*** Material to process Section Begins ***
PR #432, opened 2017-11-23
US91774 Improve performance measures

ryantmer:
Improves performance measuring with the addition of lazy loading.

TODO:

- [x] Update performance-timings.md
- [x] Handle case where widget isn't initially visible
- [x] Better way of detecting last visible tile?

### DIFF
--- a/d2l-my-courses.html
+++ b/d2l-my-courses.html
@@ -222,7 +222,8 @@
 				'tile-remove-complete': '_onTileRemoveComplete',
 				'course-tile-first-render': '_onPerformanceEvent',
 				'course-tile-organization': '_onPerformanceEvent',
-				'course-image-loaded': '_onPerformanceEvent'
+				'course-image-loaded': '_onPerformanceEvent',
+				'initially-visible-course-tile': '_onInitiallyVisibleCourseTile'
 			},
 			observers: [
 				'_enrollmentsChanged(pinnedEnrollments.length, unpinnedEnrollments.length)',
@@ -279,6 +280,7 @@
 			*/
 
 			_allCoursesCreated: false,
+			_initiallyVisibleCourseTileCount: 0,
 
 			/*
 			* Listeners
@@ -362,6 +364,9 @@
 					this._moveEnrollmentToUnpinnedList(e.detail.enrollment);
 				}
 			},
+			_onInitiallyVisibleCourseTile: function() {
+				this._initiallyVisibleCourseTileCount++;
+			},
 			_onPerformanceEvent: function(e) {
 
 				var data = this._performanceTracking[e.type];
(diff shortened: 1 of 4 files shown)


ryantmer:
Not ready to merge yet, but wanted to get up a graph similar to the one posted in #428, but with improved marks/measures:

image

(Both this graph and the one in the other PR were created using local measurements, over an average of 40 page loads.)

The good news is that this does indeed improve load time, by an average of about 100ms, over not lazy loading! For the graph above, the _No lazy load_ and _Lazy (all tiles)_ data was collected using the `d2l.my-courses` measure; _Lazy (visible tiles)_ used the `d2l.my-courses.visible-images` introduced in this PR.

d2l-my-courses.html
```diff
@@ -380,6 +390,13 @@ <h3 class="d2l-body-standard">[[localize('viewAllCourses')]]</h3>
 				this.performanceMark('d2l.my-courses.complete');
 				this.performanceMeasure('d2l.my-courses', 'd2l.my-courses.attached', 'd2l.my-courses.complete');
 
+				this.performanceMeasure(
+					'd2l.my-courses.visible-images',
+					'd2l.my-courses.attached',
+					'd2l.my-courses.tiles.visible-images.complete'
+				);
+				console.log(window.performance.getEntriesByName('d2l.my-courses.visible-images')[0].duration);
```
dlockhart: Don't forget this guy ^ :)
*** Material to process Section Ends ***
» **Work item**
Report all lines of the data above that include the string "with".

» **Response for this exercise**
Improves performance measuring with the addition of lazy loading.
Not ready to merge yet, but wanted to get up a graph similar to the one posted in #428, but with improved marks/measures:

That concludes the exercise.